Kestrel

Boat
- Crew: 2

Hull
- Hull weight: 120 kg (260 lb)
- LOA: 4.75 m (15.6 ft)
- Beam: 1.69 m (5 ft 7 in)

Sails
- Spinnaker area: 5.57 m^{2} (60.0 sq ft)
- Upwind sail area: 6.78 m^{2} (73.0 sq ft)

Racing
- D-PN: 91.6
- RYA PN: 1035

= Kestrel (dinghy) =

The Kestrel was the first sailing dinghy especially designed to have a fibreglass hull.

After a slow start, due to resistance to the new material, the Kestrel grew in popularity. This success led to more and more classes changing their rules to allow fibreglass construction. Today, the class is still a popular choice, particularly for 'club' racers and training schools. The design has been updated by Phil Morrison and has most recently been built by Hartley Boats in Derby.

== History ==
In 1955, Ian Proctor designed the Kestrel.

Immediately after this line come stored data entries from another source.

PR #4323, opened 2021-04-27
Added define for new reflection probe API update (case 1290521)

fredericv-unity3d:
### Purpose of this PR
Fixes 1290521.

GC memory allocation was performed because of a previous workaround.
Appropriate code is now enabled with a define starting from 2021.2.0a16 and there are no more GC memory allocated.

---
### Testing status
1. Reproduced the issue without the code enabled.
  1. With an empty project, play and profile
  2. Look at  `PlayerLoop/ScriptableRuntimeReflectionSystemWrapper.Internal_ScriptableRuntimeReflectionSystemWrapper_TickRealtimeProbe()`, it should allocate 81B of GC memory.
2. Activate the appropriate code
  1. In the `Unity.RenderPipelines.HighDefinition.Runtime` `asmdef` the define `REFLECTION_PROBE_UPDATE_CACHED_DATA_AVAILABLE` must be applied for `Unity` starting from `2021.2.0a16` (this is what this PR is about)
3. Play and profile an empty project
  1. Observe that the GC memory allocation is 0 for that function call.

---


sebastienlagarde (approved):

JulienIgnace-Unity (approved):

TomasKiniulis (approved):
Checked HDRP Template project on latest trunk calling multiple On Demand probes. Seems good. No GC Allocs occur, probes remain to be updated correctly.

sebastienlagarde:
Note to self: retarget to master once hd/bugfix is merge

PR #4324, opened 2021-04-27
Opt-out of builtin auto baking of ambient/reflection probe.

JulienIgnace-Unity:
### Purpose of this PR
Opt-out of builtin auto baking of ambient/reflection probe.
This caused some issue when baking in HDRP.
https://fogbugz.unity3d.com/f/cases/1313990/

---
### Testing status
Tested the repro step in the fogbugz case

### DIFF
--- a/com.unity.render-pipelines.high-definition/Runtime/RenderPipeline/HDRenderPipeline.cs
+++ b/com.unity.render-pipelines.high-definition/Runtime/RenderPipeline/HDRenderPipeline.cs
@@ -525,6 +525,7 @@ namespace UnityEngine.Rendering.HighDefinition
                 , overridesRealtimeReflectionProbes = true // Don't display the real time reflection probes checkbox UI in Quality Settings
                 , autoAmbientProbeBaking = false
                 , autoDefaultReflectionProbeBaking = false
+                , enlightenLightmapper = false
             };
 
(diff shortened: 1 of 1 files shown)


sebastienlagarde (approved):

iM0ve:
I tried to take a look at this and compare Master vs Branch. Not sure what it is fixing, on master I get exactly the same result before and after the fix. It's likely I'm doing something wrong, so maybe you could share screenshots with before and after, I could use them to evaluate and approve

Master
Unity_JQFnFquSeB

PR
Unity_5a9O0b7RTt

JulienIgnace-Unity:
Before
image

After
image

So what we fix here is that it's not blue. Basically it just shows us that we don't run useless systems meant for builtin renderer.
The fact that it's black is still a bug but will be fixed in a C++ PR that should land soon.

iM0ve (approved):
Thank you for the additional info. Looks good

sebastienlagarde:
green custom yamato: https://yamato.cds.internal.unity3d.com/jobs/902-Graphics/tree/hd%252Fskymanager-optout/.yamato%252Fall-hdrp.yml%2523PR_HDRP_CUSTOM-REVISION/6561500/job/pipeline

The first few Kestrels were constructed using timber, since fibreglass technology was still very new. Construction was soon converted to the originally intended fibreglass, but the popularity of the class grew slowly due to a widespread mistrust of the new material.

It was not until, Gmach & Co in Fordingbridge began constructing new hulls that the class started to grow. The firm made the boat for 25 years and introduced a Mark II version.

In 1988, Martin Services in Essex, UK took over construction.

Since 1999, Richard Hartley's company Hartley Laminates have been the sole builders of Kestrels. They have released a new Kestrel called the Kestrel 2000, which is a stronger, stiffer version of the original Kestrel.

==Handicap==
In handicap racing, the Kestrel sails off a Portsmouth Yardstick number of 1040 or a D-PN of 91.6.